- Required action
Look through the lines below and extract any with the word "users".
#### Records for processing ####
PR #1995, opened 2025-07-14
add a checkup page test for /upload-blob

ansuz:
Hi!

Some time after updating my instance to [2025.6.0](https://github.com/cryptpad/cryptpad/releases/tag/2025.6.0) I noticed that uploads stopped working.

I wrote this test to help debug the issue, and eventually realized that my NGINX config was trying (and failing) to serve `/upload-blob` as a static asset rather than proxying to the (new-ish) endpoint on the back end.

Anyone using the simplified NGINX config is unlikely to experience this issue, but it might be useful for validating more advanced configurations.

### DIFF
--- a/www/checkup/main.js
+++ b/www/checkup/main.js
@@ -1649,6 +1649,27 @@ define([
         });
     });
 
+    // confirm that POST requests to the `/upload-blob` endpoint
+    // return something other than a 404, which would probably indicate
+    // a reverse proxy misconfiguration
+    assert(function (cb, msg) {
+        msg.appendChild(h('span', [
+            `The server returned a 404 error when attempting to reach the `,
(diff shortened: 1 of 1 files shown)


cremesk:
hi,

looks like i have the same problem with the `example-advanced.nginx.conf`.
Even if the checkup shows the problem, the question is how to fix it.
Many thanks for helping

meaz:
Having the same issue with `example-advanced.nginx.conf` also.

yflory:
Hi, thanks for the PR!
I just updated the advanced nginx config example with the missing value: https://github.com/cryptpad/cryptpad/commit/1287d9efd4d2a6a2d9253f36c9a9a3f65ded7792

PR #2031, opened 2025-08-18
Fix calendar-picker dropdown styling in event modal

DianaXWiki:
This PR aims to fix some styling issues identified within the calendar dropdown:

- [x] Dropdown arrow is misaligned and not an icon (color is off as well)
- [x] Uneven margins between top sections elements
- [x] Border radius does not match for dropdown button and dropdown menu (also no rounded margins)
- [x] Font size must be similar across elements of dropdown
- [x] Uneven padding in the top sections
- [x] Hide description in detail pop-up when the body contains only whitespace

### DIFF
--- a/www/calendar/inner.js
+++ b/www/calendar/inner.js
@@ -2224,6 +2224,15 @@ APP.recurrenceRule = {
                 let $dropdownButton = $el.find('.tui-full-calendar-dropdown-button');
                 let $dropdownMenu = $el.find('.tui-full-calendar-dropdown-menu');
 
+                let updateDropdownArrow = function(isOpen) {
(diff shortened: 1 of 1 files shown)


www/calendar/inner.js
```diff
@@ -412,9 +412,9 @@ define([
             return `<div class="event-location"> ${location_icon.outerHTML} ${str} </div>`;
         },
         popupDetailBody: function(schedule) {
-            var str = schedule.body;
+            var str = schedule.body ? schedule.body.trim() : ""; //check also whitespace
             delete APP.eventBody;
-
+            if (!str) { return "";}
```
Chouhartem, line 417: This should not be necessary with the ternary test on line `415`.

PR #2049, opened 2025-09-16
Fix text-tools button visibility for Kanban card title editing

DianaXWiki:
This PR fixes the unintended display of the markdown text-tools button when editing a Kanban card title. The button should only appear when editing the card body, ensuring markdown responsiveness on mobile devices.

image


Chouhartem (approved):
Looks good to me.

PR #2087, opened 2025-10-29
Fix: Removed avatars are no longer shown in team roster

### LINKED ISSUE #2043: Profile picture remain shown in team roster after deletion
### Description

When deleting an existing profile picture, it remains shown in your team roster.

### Steps to reproduce

1. Be part of a team
2. Add an avatar to your profile
3. Remove the profile picture previously set
4. Witness it's still being shown in the team members list

### Relevant logs

```shell

```

### Expected behavior

The deleted profile picture shouldn't show up in the team roster. 

Apple macOS

Google Chrome

### Extensions

Not relevant

### Version

2025.6.0

DianaXWiki:
This PR aims to fix #2043:

- [x] After deletion, avatar should not appear in the list of members from existing teams
- [x] Also fixed for lingering avatars in contacts and modal pop-ups
- [ ] There is the same issue for notifications, but it is out of scope for this PR


yflory (changes requested):
This fix doesn't work. When you remove your avatar in your settings, this fix is only removing the avatar in the team for yourself, but the other team members will still see it.

PR #2092, opened 2025-11-04
Add support for required poll questions in forms

### LINKED ISSUE #2078: Questions of type "poll" in Forms cannot be set as required
### Description

Inside CryptPad Forms, questions of type "poll" don't have the option to be made required (or optional).

Image

### Steps to reproduce

1. Create a CryptPad Form
2. Create a "Poll" question
3. Click "Edit" for the question
4. There's no "Answer: Optional, Required" option available

### Relevant logs

```shell
-
```

### Expected behavior

"Answer: Optional, Required" option should be available.

Linux/BSD/UNIX

Mozilla Firefox

### Extensions

-

### Version

2025.9.0

DianaXWiki:
This PR aims to fix #2078:

- [x] Add optional/required radio to poll questions
- [x] Ensure that required poll questions display appropriate UI elements and validation
- [x] Make required logic more permissive than other form questions: the user has to interact at least once with the response options

### DIFF
--- a/www/form/app-form.less
+++ b/www/form/app-form.less
@@ -757,7 +757,6 @@
                             }
                             &.cp-is-empty {
                                 height: fit-content;
-                                padding: 3px;
                                 border-radius: 0 @variables_radius 0 0;
                                 background-color: @cp_alerts-danger-bg;
                                 color: @cp_alerts-danger-text;


dariiing:
I'm not sure if making poll questions required is necessary. I noticed that in the code, a question is only marked as answered if one of the options is marked as “Yes.”
In some cases, a user might not include a “Yes” option and only wants to provide “No” or “Maybe” answers. In that situation, the question appears incomplete and remains marked as required, even though the user has already provided valid options.

DianaXWiki:
> I'm not sure if making poll questions required is necessary. I noticed that in the code, a question is only marked as answered if one of the options is marked as “Yes.” In some cases, a user might not include a “Yes” option and only wants to provide “No” or “Maybe” answers. In that situation, the question appears incomplete and remains marked as required, even though the user has already provided valid options.

Yes, these aspects were discussed before starting the implementation. The idea was to let users decide whether they want to enforce a more meaningful response (instead of the default all “No” or “Maybe”), ensuring consistent behavior with the “required” flag used for the other question types.

To reduce confusion, we could indeed add a UI hint when the user selects the “Required” option, clarifying how this mechanism works.

dariiing:
> > I'm not sure if making poll questions required is necessary. I noticed that in the code, a question is only marked as answered if one of the options is marked as “Yes.” In some cases, a user might not include a “Yes” option and only wants to provide “No” or “Maybe” answers. In that situation, the question appears incomplete and remains marked as required, even though the user has already provided valid options.
> 
> Yes, these aspects were discussed before starting the implementation. The idea was to let users decide whether they want to enforce a more meaningful response (instead of the default all “No” or “Maybe”), ensuring consistent behavior with the “required” flag used for the other question types.
> 
> To reduce confusion, we could indeed add a UI hint when the user selects the “Required” option, clarifying how this mechanism works.

Yep, a UI hint could work both on the responder and the creator side

yflory (changes requested):
The code looks good but I found a small margin issue with the "required" tag (`margin-right: 0.5rem;` on the icon)

image

PR #2097, opened 2025-11-07
install-onlyoffice.sh: fix --check for new install_version function

martinetd:
Does what it says on the tin: this will allow to check we didn't forget updating deps in nixpkgs again (script broke in 2025.6.0)

Thanks!

### DIFF
--- a/install-onlyoffice.sh
+++ b/install-onlyoffice.sh
@@ -271,17 +271,27 @@ install_old_version() {
 }
 
 install_version() {
-    ensure_command_available curl
-    ensure_command_available sha512sum
-    ensure_command_available unzip
-
     local DIR=$1
     local VERSION=$2
     local HASH=$3
     local FULL_DIR=$OO_DIR/$DIR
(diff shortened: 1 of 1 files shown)


martinetd:
By the way I noticed the new `oldest_needed_version` prop added in 2025.6.0 -- could you confirm why older versions are/could be needed?

If one had an install with v7, does one need v7 until all documents that were created with v7 have been opened at least once with (and converted to) v8?

ghost:
Hello @martinetd,

> If one had an install with v7, does one need v7 until all documents that were created with v7 have been opened at least once with (and converted to) v8?

It does indeed.

martinetd:
Thank you for confirming! nixos never had any version of cryptpad with onlyoffice < v7 so we'll be able to remove anything older than that at least (and make v7 configurable), that's a great new knob.

wginolas (approved):
Thank you for your contribution!

Checked the diff and tested it. 👍

PR #2102, opened 2025-11-13
Update drive tree UI

dariiing:
Hello,
This PR updates the drive tree UI and modularizes the underlying code.


www/common/drive-ui.js
```diff
@@ -4551,178 +4590,211 @@ define([
...
+                currentPath: currentPath,
+                rootPath: path,
+                events: {
+                    onFolderClicked: function (clickedPath, event) {
+                        // Check for shared folder restrictions
+                        var pathToCheck = clickedPath.slice(1); // Remove 'root'
+                        if (pathToCheck.length > 0) {
+                            var checkRoot = manager.find([ROOT]);
+                            var firstKey = pathToCheck[0];
+                            if (checkRoot && checkRoot[firstKey]) {
```
yflory: It seems that this aprt will only check for "deleted" and "restricted" shared folders if they are directly in the drive root. Shared folders can be located inside other classic folders and we should also apply the check to them.
If you want to get the shared folder id, you can use something like:
```js
var sfId = manager.isInSharedFolder(clickedPath);
```

www/common/drive-ui.js
```diff
@@ -4551,178 +4590,211 @@ define([
...
+                var sfId = null;
+                var f = null;
+                var droppable = true;
+                
+                if (elPath.length > 1 && elPath[0] === 'root') {
+                    var firstKey = elPath[1];
+                    if (checkRoot && checkRoot[firstKey]) {
+                        sfId = manager.isSharedFolder(checkRoot[firstKey]) && checkRoot[firstKey];
+                        if (sfId) {
+                            f = folders[sfId];
```
yflory: Same as a previous comment, this is not a way to check if an element is a shared folder or to get a shared folder id.
When you only have a path, you can use `var sfId = manager.isInSharedFolder(path);`

src/common/proxy-manager.js
```diff
@@ -562,6 +573,9 @@ const factory = (UserObject, Util, Hash,
                 });
             }
         }).nThen(function () {
+            if (moveError) {
```
yflory: This looks good but if you want to catch all the errors, you should also handle the 2 cases of `copyFromOtherDrive` above. You may encounter similar errors there.

PR #2104, opened 2025-11-14
Hide History button if history disabled

### LINKED ISSUE #1986: `AppConfig.enableHistory = false;` doesn’t remove History button
### Description

The comment says that 

```js
// Set enableHistory to false to remove the "History" button in all the apps.
```

But the button is still there after setting this to false.

### Steps to reproduce

1. Add `AppConfig.enableHistory = false;` to `/customize/application_config.js`
2. Restart instance
3. Open an app
4. Tap File
5. History is still there between Save as template and Tags

### Relevant logs

```shell

```

### Expected behavior

Setting enableHistory to false removes the "History" button in all the apps.

Apple iOS

Apple Safari

### Extensions

N/A

### Version

2025.6.0

zuzanna-maria:
- fixes #1986 (hides History button if history is disabled both in CryptPad and OnlyOffice apps)

### DIFF
--- a/www/common/common-ui-elements.js
+++ b/www/common/common-ui-elements.js
@@ -896,16 +896,15 @@ define([
                 button = makeButton('print', 'cp-toolbar-icon-print', Messages.printButtonTitle2, Messages.printText);
                 break;
             case 'history':
-                if (!AppConfig.enableHistory) {
-                    button = $('<span>');
-                    break;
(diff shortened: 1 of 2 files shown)


wginolas (approved):
Reviewed and tested 👍

yflory (approved):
####
- Written solution
Yes, these aspects were discussed before starting the implementation. The idea was to let users decide whether they want to enforce a more meaningful response (instead of the default all “No” or “Maybe”), ensuring consistent behavior with the “required” flag used for the other question types.
> Yes, these aspects were discussed before starting the implementation. The idea was to let users decide whether they want to enforce a more meaningful response (instead of the default all “No” or “Maybe”), ensuring consistent behavior with the “required” flag used for the other question types.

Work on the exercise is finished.